> TRY IT
The response must contain the complete data, printed exactly.

> DATA SEGMENT
PR #376, opened 2023-07-26
pkg/operator/controller/dns_status: Allow 10% unavailable before going Degraded=True

wking:
Layering a new one-line pivot on top of #375, to see how they play together.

> RESPONSE BOX
PR #376, opened 2023-07-26
pkg/operator/controller/dns_status: Allow 10% unavailable before going Degraded=True

wking:
Layering a new one-line pivot on top of #375, to see how they play together.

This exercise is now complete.